Redescending estimators for data reconciliation and parameter estimation

Gross error detection is crucial for data reconciliation and parameter estimation, as gross errors can severely bias the estimates and the reconciled data. Robust estimators significantly reduce the effect of gross errors (or outliers) and yield less biased estimates. An important class of robust estimators are maximum likelihood estimators or M-estimators. These are commonly of two types, Huber estimators and Hampel estimators. The former significantly reduces the effect of large outliers whereas the latter nullifies their effect. In particular, these two estimators can be evaluated through the use of an influence function, which quantifies the effect of an observation on the estimated statistic. Here, the influence function must be bounded and finite for an estimator to be robust. For the Hampel estimators the influence function becomes zero for large outliers, nullifying their effect. On the other hand, Huber estimators do not reject large outliers; their influence function is simply bounded. As a result, we consider the three part redescending estimator of Hampel and compare its performance with a Huber estimator, the Fair function. A major advantage to redescending estimators is that it is easy to identify outliers without having to perform any exploratory data analysis on the residuals of regression.
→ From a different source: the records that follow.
PR #278, opened 2017-03-30
Begin expanding inventory for new V3 environment

gandelman-a:
This checks in some new inventory files for the V3 env.

It also hacks up the ansible-runner role to allow us to manage
any number of runner tasks for differente environments, instead
of relying on a global variable.


anne-bonny:
Merge Failed.

This change or one of its cross-repo dependencies was unable to be automatically merged with the current state of its repository. Please rebase the change and upload a new patchset.

PR #279, opened 2017-03-30
Add clint's SSH keys to bastion

SpamapS:
Signed-off-by: Clint Byrum <clint@fewbar.com>


gandelman-a (changes requested):
The SSH key looks like the same one that was in the repo before we did the rekey'ing. Can you generate a new pair instead?

SpamapS:
So this is really confusing. I have one SSH key on my work machine. I did go ahead and rotate it, since the implication is that perhaps someone compromised it and used that to attack our servers.

However, I'm just going to keep from having SSH, so closing this w/o updating it for now.

PR #281, opened 2017-03-30
Update inventory

gandelman-a:


inventory/group_vars/vagrant
```diff
@@ -13,8 +13,6 @@ elasticsearch_jvm_heap_size: 250m
 filebeat_output_logstash_hosts:
   - elk.vagrant:5044
 
-hoist_repo: /vagrant/.git
```
mlangbehn, line 16: This line also appears in `inventroy/group_vars/all` line 8:

```yaml
hoist_repo: https://github.com/BonnyCI/hoist.git
```

With `hoist_repo` removed from `bastion.yml`, I believe we no longer need that reference either?

roles/ansible-runner/tasks/runner.yml
```diff
@@ -0,0 +1,49 @@
...
+    repo: "{{ item.repo }}"
+    dest: "/opt/source/{{ item.name }}"
+    update: true
+
+- name: Install config file
+  template:
+    src: ansible-runner-config
+    dest: /etc/default/{{ item.name }}
+    mode: 0600
+    owner: "{{ item.user }}"
```
mlangbehn, line 12: Is there a reason we are starting to work in `/opt/source/`, and then moving to `/etc/default/`, and then back to `/opt/source/`? I would suggest either moving this block up to the beginning, or after `Install playbook deps`.

roles/ansible-runner/templates/ansible-runner-config
```diff
@@ -1,3 +1,3 @@
-ANSIBLE_PLAYBOOK={{ ansible_playbook }}
-ANSIBLE_INVENTORY={{ ansible_inventory }}
-ANSIBLE_SSH_USER={{ ansible_remote_user | default('') }}
+ANSIBLE_PLAYBOOK={{ item.playbook }}
+ANSIBLE_INVENTORY=/opt/source/{{ item.name }}/inventory/{{ item.inventory }}
+ANSIBLE_SSH_USER={{ item.user | default('')}}
```
mlangbehn, line 3: Shouldn't this be:

```jinja2
ANSIBLE_SSH_USER={{ item.user | default('') }}
```

roles/ansible-runner/tasks/runner.yml
```diff
@@ -0,0 +1,49 @@
...
+    requirements: "/opt/source/{{ item.name }}/requirements.txt"
+  when: requirements_txt.stat.exists
+
+- name: Ensure cron log path
+  file:
+    state: directory
+    path: "/var/www/html/cron-logs/{{ item.name }}"
+    mode: 0755
+    owner: "{{ item.user }}"
+    group: www-data
```
mlangbehn, line 37: Should this go after the `include: secret-file.yml`? Just to help keep the tasks organized.

inventory/host_vars/bastion.vagrant
```diff
@@ -1,4 +1,15 @@
...
 
-ci_inventory: vagrant
+ansible_runner_tasks:
+    - name: system-ansible
+      playbook: bastion.yml
+      inventory: vagrant
+      repo: /vagrant/.git
+      user: root
+
+    - name: cideploy-v2
```
mlangbehn, line 11: Should this be?:

```yaml
    - name: cideploy
```

mlangbehn (commented):
Please see inline comments.

roles/ansible-runner/tasks/runner.yml
gandelman-a: This was copied/pasetd from main.yml, i suppose the ordering just happened?  Will update here, tho

roles/ansible-runner/tasks/runner.yml
gandelman-a: ditto ^

Issue #860, opened 2016-03-10
Ask proposal submitter to add track only if conf has one


sonalkr132:
Steps to reproduce:
* Make a conference and make sure that you haven't specified any track
* Set cfp dates of the conf
* Go to home page and submit a proposal
* Click on `Complete your proposal`, tooltip will appear with todo list asking you to `add a track` (even if there is no track to add)
* Click on `add a track`, you will go to edit page of proposal. You won't see the option to add track.

I wish it was as easy as adding an if statement to `_tooltip.html.haml`. [proposal status](https://github.com/openSUSE/osem/blob/master/app/models/event.rb#L187) needs to be considered too.

sonalkr132:
Fixed after merge of #893

PR #893, opened 2016-03-19
Proposal submitter should be asked to add track only if conf has track

nishanthvijayan:
Solves #860 
progress_status['track'] will be:  
- nil if conf doesn't have track
-    false if conf has track but the event doesn't
-    true if conf and event  has a track

### DIFF
--- a/app/helpers/application_helper.rb
+++ b/app/helpers/application_helper.rb
@@ -29,11 +29,15 @@ module ApplicationHelper
   end
 
   def event_progress_color(progress)
-    case progress.to_i
-    when 100 then 'progress-bar-success'
-    when 85 then 'progress-bar-info'
-    when 71 then 'progress-bar-warning'
-    when 14, 28, 42, 57 then 'progress-bar-danger'
+    progress = progress.to_i
+    if progress == 100
+      'progress-bar-success'
+    elsif progress >= 85
+      'progress-bar-info'
+    elsif progress >= 71
+      'progress-bar-warning'
+    else
+      'progress-bar-danger'
     end
   end
 
--- a/app/models/event.rb
+++ b/app/models/event.rb
@@ -190,7 +190,7 @@ class Event < ActiveRecord::Base
       commercials: self.commercials.any?,
       biography: !self.submitter.biography.blank?,
       subtitle: !self.subtitle.blank?,
-      track: !self.track.blank?,
+      track: (!self.track.blank? unless self.program.tracks.empty?),
       difficulty_level: !self.difficulty_level.blank?,
       title: true,
       abstract: true
@@ -204,7 +204,7 @@ class Event < ActiveRecord::Base
   # * +String+ -> Progress in Percent
   def calculate_progress
     result = self.progress_status
-    (100 * result.values.count(true) / result.values.count).to_s
+    (100 * result.values.count(true) / result.values.compact.count).to_s
   end
 
   private
--- a/app/views/proposal/_tooltip.html.haml
+++ b/app/views/proposal/_tooltip.html.haml
@@ -15,9 +15,10 @@
   %li{'class'=>class_for_todo(progress_status['commercials'])}
     %span{'class'=>icon_for_todo(progress_status['commercials'])}
       = link_to 'Add a commercial', edit_conference_program_proposal_path(event.program.conference.short_title, event, anchor: 'commercials-content')
-  %li{'class'=>class_for_todo(progress_status['track'])}
-    %span{'class'=>icon_for_todo(progress_status['track'])}
-      = link_to 'Add a track', edit_conference_program_proposal_path(event.program.conference.short_title, event)
+  - unless progress_status['track'].nil?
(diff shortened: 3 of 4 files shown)


app/models/event.rb
```diff
@@ -190,7 +190,7 @@ def progress_status
       commercials: self.commercials.any?,
       biography: !self.submitter.biography.blank?,
       subtitle: !self.subtitle.blank?,
-      track: !self.track.blank?,
+      track: (!self.track.blank? if !self.program.tracks.empty?),
```
ChrisBr: `unless self.program.tracks.empty?`

app/helpers/application_helper.rb
```diff
@@ -29,11 +29,15 @@ def event_status_icon(event)
   end
 
   def event_progress_color(progress)
-    case progress.to_i
-    when 100 then 'progress-bar-success'
-    when 85 then 'progress-bar-info'
-    when 71 then 'progress-bar-warning'
-    when 14, 28, 42, 57 then 'progress-bar-danger'
+    progress = progress.to_i
```
ChrisBr: Why do you change this?

ChrisBr:
Basically I understand the idea and I like it, however, I don't understand why all these changes are necessary? Just checking in the view and don't display the link anymore should do the trick ...

app/views/proposal/index.html.haml
```diff
@@ -76,7 +76,7 @@
                 - progress_percentage = event.calculate_progress
                 .progress
                   %div{class: "progress-bar #{event_progress_color(progress_percentage)}", style: "width:#{progress_percentage}%;"}
-                    = event.progress_status.reject{ |_key, value| value }.length
+                    = event.progress_status.reject{ |_key, value| value or value.nil? }.length
                     left
```
nishanthvijayan: This was changed so that the display text of the progress bar does not count "Add a track" if no track is present.

nishanthvijayan:
That's not enough.The progress bar text and progress bar color should also not consider "Add a track" if no track is present.Hence the other changes.

app/models/event.rb
```diff
@@ -204,7 +204,7 @@ def progress_status
   # * +String+ -> Progress in Percent
   def calculate_progress
     result = self.progress_status
-    (100 * result.values.count(true) / result.values.count).to_s
+    (100 * result.values.count(true) / result.values.compact.count).to_s
```
nishanthvijayan: Consider a scenario where a conf has no tracks and submitter has performed all the tasks presented in the tooltip.In this case, the progress bar should be at 100%.
So when calculating progress percentage, "Add a track" task should be ignored if no track is available for the conference.

app/helpers/application_helper.rb
nishanthvijayan: The numbers being checked are wrong and the progress bar has been defaulting to its default color.

app/models/event.rb
nishanthvijayan: Done.

app/helpers/application_helper.rb
differentreality: You could rewrite case like this http://stackoverflow.com/a/6208739
@ChrisBr which way would you prefer?

app/views/proposal/_tooltip.html.haml
```diff
@@ -15,9 +15,10 @@
   %li{'class'=>class_for_todo(progress_status['commercials'])}
     %span{'class'=>icon_for_todo(progress_status['commercials'])}
       = link_to 'Add a commercial', edit_conference_program_proposal_path(event.program.conference.short_title, event, anchor: 'commercials-content')
-  %li{'class'=>class_for_todo(progress_status['track'])}
-    %span{'class'=>icon_for_todo(progress_status['track'])}
-      = link_to 'Add a track', edit_conference_program_proposal_path(event.program.conference.short_title, event)
+  - if !progress_status['track'].nil?
```
differentreality: - unless progress_status['track'].nil?

app/helpers/application_helper.rb
ChrisBr: No, I'm fine with this solution!

app/models/event.rb
ChrisBr: Makes sense!

app/views/proposal/index.html.haml
```diff
@@ -76,7 +76,7 @@
                 - progress_percentage = event.calculate_progress
                 .progress
                   %div{class: "progress-bar #{event_progress_color(progress_percentage)}", style: "width:#{progress_percentage}%;"}
-                    = event.progress_status.reject{ |_key, value| value }.length
+                    = event.progress_status.reject{ |_key, value| value or value.nil? }.length
```
ChrisBr: `|_key, value| value || value.nil?`

http://phrogz.net/programmingruby/language.html#table_18.4

(However, rubocop should complain about this ...)

nishanthvijayan: Done

hennevogel:
LGTM

Issue #888, opened 2016-03-18
NoMethodError in Admin::EventsController#comment


sonalkr132:
Steps to reproduce:
* Make a conference (say `goto`), assign cfp dates
* Visit home page and submit a proposal to `goto`
* Visit `events` show page through admin area (url: http://localhost:3000/admin/conference/goto/program/events/1`)
* Click on `comments (0)`, a textarea will appear.
* Fill in your comment and click `Add comment`

You will get:
> NoMethodError in Admin::EventsController#comment
undefined method `permit' for "sdfsdfsd":String

pointing to following [line](https://github.com/openSUSE/osem/blob/813658fb196cd00c2a95da419e68158d663b1343/app/controllers/admin/events_controller.rb#L179):
```Ruby
    def comment_params
        params.require(:comment).permit(:commentable, :body, :user_id)  # <---
    end
```

differentreality:
Closed in #894

Rolence:
it works.
![fixed_comment_view](https://cloud.githubusercontent.com/assets/11888675/13980636/fef56af2-f0df-11e5-9a56-fbb0e45916bf.png)

PR #894, opened 2016-03-20
rewrite comments form, use strong parameters with comments

differentreality:
https://github.com/openSUSE/osem/issues/888

### DIFF
--- a/app/controllers/admin/events_controller.rb
+++ b/app/controllers/admin/events_controller.rb
@@ -94,7 +94,9 @@ module Admin
     end
 
     def comment
-      comment = Comment.build_from(@event, current_user.id, comment_params)
+      comment = Comment.new(comment_params)
+      comment.commentable = @event
+      comment.user_id = current_user.id
       comment.save!
       if !params[:parent].nil?
         comment.move_to_child_of(params[:parent])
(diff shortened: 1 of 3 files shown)


app/controllers/admin/events_controller.rb
```diff
@@ -94,7 +94,9 @@ def edit
     end
 
     def comment
-      comment = Comment.build_from(@event, current_user.id, comment_params)
+      comment = Comment.new(comment_params)
+      comment.commentable = @event
+      comment.user_id = current_user.id
```
hennevogel: Hm just for my understanding: What's the difference?

differentreality: .build_from expects an event instance, an id of user, and a string. Instead of passing a string I am passing comment_params, which permits body attribute (body attribute holds the string of the actual comment).
All that to implement strong params for the controller. 
(And it also makes it easier for the future to add new fields to Comment model.)

differentreality: In fact, we could also eliminate user_id from controller and pass it with a hidden field from the view form.

hennevogel:
Alright. LGTM!

PR #897, opened 2016-03-22
Update routes.rb

4bic:
removed index get '/stats' => 'stats#index' as it references to a non-existent statscontroller


differentreality:
:+1: Thanks for contributing @4bic!

PR #901, opened 2016-03-23
Add test for conference registration controller show and destroy action

sonalkr132:
After failed delete, user should be redirected to registration show and not
root.
A conference can have only one registration corresponding to each user, hence:
TODO (in a different PR):  change conference_registrations to singular resource


hennevogel:
LGTM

Instead, the outliers are simply the rejected observations. In this study, the redescending estimators are also tuned to the particular observed system data through an iterative procedure based on the Akaike information criterion, (AIC). This approach is not easily afforded by the Huber estimators and this can have a significant impact on the estimation. The resulting approach is incorporated within an efficient non-linear programming algorithm. Finally, all of these features are demonstrated on a number of process and literature examples for data reconciliation.